Berit Knudsen
Guerra Israel-Irán, doce días interminables
El tablero geopolítico se reconfigura dejando menos espacio a Irán

Israel, con una doctrina militar basada en “ataques preventivos”, Estados Unidos apelando a la “paz a través de la fuerza” e Irán bajo la lógica de “resistencia activa con defensa indirecta” chocaron en múltiples frentes por décadas. Pero lo que se manifestaba mediante operaciones encubiertas o guerras proxy, en junio de 2025 se transformó en un enfrentamiento directo.
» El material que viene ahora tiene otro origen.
PR #118, opened 2019-02-01
Some example themes to test

eauchat:
This PR just contains all changes from #117 plus some basic example themes to easily test the new "yunohost themes" API.


portal/header.ms
```diff
@@ -34,10 +37,6 @@
 </head>
 <body class="{{#connected}}logged{{/connected}}">
 
-  <h1 id="logo" class="logo">
-      <img src="assets/img/logo-ynh-white.svg"/><span class="element-invisible">Yunohost</span>
-  </h1>
```
alexAubin, line 39: Why remove this tho ? D:

portal/assets/js/global.js
```diff
@@ -35,4 +68,20 @@ document.addEventListener('DOMContentLoaded', function() {
     addMaildrop.parentNode.insertBefore(inputDropClone, addMaildrop);
   });
 
+
+  // Get user's infos
+  var r = new XMLHttpRequest();
+  r.open("GET", "/ynhpanel.json", true);
```
alexAubin, line 74: Eh, where is that supposed to come from ? x_x

alexAubin: Hm now that I dig a bit deeper I kinda understand, but while testing on my machine, before logging in, it can't access this file, and after logging in there's no 'theme' property yet defined apparently :s

portal/header.ms
eauchat: Hey, yes we discussed a bit about this in #121 with @lfuelling.
I had chosen to remove the logo here because it was confusing to have a logo that's clickable in the panel and not clickable in the homepage.

In the end, IMHO the best option would be to have a logo that's always there and a button that's clickable, so yes, maybe not remove those lines (and also the styles necessary for it).

portal/assets/js/global.js
eauchat: Well this comes initially from the ynhpanel.js file, it was used to fetch config and is not necessary there anymore. I can't say I really understand the organization behind the serving of the config, so I decided to use the same system that was used and worked.

eauchat: > there's no 'theme' property yet defined apparently

ah yes I guess if you've never defined the theme from the command line with the other PR in yunohost-admin it will not be defined I guess

eauchat: > before logging in

I didn't test pre-logging, true. But yes it would be nice that the theme extends to the login page. Maybe we can figure out another way to pass the chosen theme setting, but this is the part of code that I understand less.

portal/header.ms
lfuelling: #121 reverts this change and also fixes another issue with the overlay (see my review in #117).

My approach to the logo would be to disable it in a theme when it's not wanted, but maybe this also could be done using configuration (a bit overkill imo).

alexAubin:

El detonante fue el informe de la Organización Internacional de Energía Atómica (OIEA) del 12 de junio, que confirmó que Irán había enriquecido uranio al 60%, por encima del umbral comercial del 4%, empleando centrifugadoras avanzadas e instalaciones subterráneas no declaradas. Las conclusiones apuntaban a una capacidad armamentística alcanzable en semanas. Para Israel, esto marcó el fin de las opciones diplomáticas.
En respuesta, Israel lanzó la operación “León Ascendente”, campaña aérea a gran escala contra Fordow, Natanz e Isfahan. Buscaba destruir la infraestructura nuclear, reducir la capacidad misilística, eliminar figuras clave del aparato militar y debilitar la influencia iraní sobre sus fuerzas proxy regionales. El daño fue considerable: mil misiles iraníes destruidos, 65% de lanzadores inoperativos, 80 baterías antiaéreas neutralizadas y quince científicos y comandantes de alto nivel eliminados. Irán replicó con quinientos misiles y mil drones. Aunque la defensa aérea israelí –Cúpula de Hierro, Honda de David y Arrow– interceptó el 90% de los misiles y casi todos los drones, cincuenta proyectiles impactaron en ciudades, causando muertes y heridos.
Donald Trump, con una postura inicial de no intervención para evitar arrastrar a Estados Unidos a una guerra abierta, en medio de negociaciones y una escalada persistente, cambió de tono refiriéndose a “nuestros avances”. El 22 de junio, Washington ejecutó la operación “Midnight Hammer”: siete bombarderos B-2 y catorce misiles antibúnker atacaron los centros de enriquecimiento de Fordow, Natanz e Isfahan, golpe quirúrgico para desmantelar irreversiblemente infraestructura crítica.
Irán respondió con un ataque simbólico contra la principal base estadounidense en Qatar. Avisó con antelación y lanzó catorce misiles interceptados sin consecuencias. El 24 de junio, Trump convocó a un alto al fuego. Israel detuvo los ataques, Irán suspendió represalias y Estados Unidos dio por concluida su participación. No se firmaron acuerdos ni se impusieron condiciones, por lo que Irán suspendió toda cooperación con la OIEA, impidiendo el acceso a inspectores, reafirmando su decisión de continuar el desarrollo nuclear.
China acusó a Washington de desestabilizar la región, pero evitó involucrarse. Rusia, aunque depende del armamento iraní, no ofreció protección, dejando a Irán más aislado que nunca. El régimen no cayó ni mostró fisuras políticas, pero su aparato militar fue severamente golpeado y su prestigio regional debilitado. Las milicias aliadas, desde Hezbolá hasta los grupos chiíes en Irak, Yemen y Siria, enfrentarán mayores dificultades operativas y financieras. En África, sus redes logísticas y religiosas han quedado expuestas. En América Latina, los vínculos con Venezuela, Cuba y Bolivia podrían verse afectados como costo político de esta guerra.
Más que una tregua estable, el resultado es una reconfiguración del equilibrio regional. Irán no ha sido eliminado, pero su proyección estratégica se ha reducido. Su influencia en Irak, Siria, Yemen o Líbano se debilita. La legitimidad de Hezbolá se erosiona, gobiernos sunitas observan con cautela y millones de iraníes fingen lealtad a una teocracia fisurada. Lo que sigue no es paz, sino una fase incierta, con un Irán contenido, un Israel más audaz y un Estados Unidos que ha demostrado que aún decide el desenlace sin necesidad de comprometerse en una guerra prolongada. El tablero geopolítico se reconfigura dejando menos espacio a Irán.